* Prompt:
Using the data beneath, show every line that includes the word "dependencies".

───

PR #461, opened 2015-04-02
Closes #460 - Reduce Fluo API module dependencies

### LINKED ISSUE #460: Reduce Fluo API module dependencies
The pom.xml has some dependencies that can probably be removed.

mikewalch:


modules/api/pom.xml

───

* Response to this exercise:
Closes #460 - Reduce Fluo API module dependencies
### LINKED ISSUE #460: Reduce Fluo API module dependencies
The pom.xml has some dependencies that can probably be removed.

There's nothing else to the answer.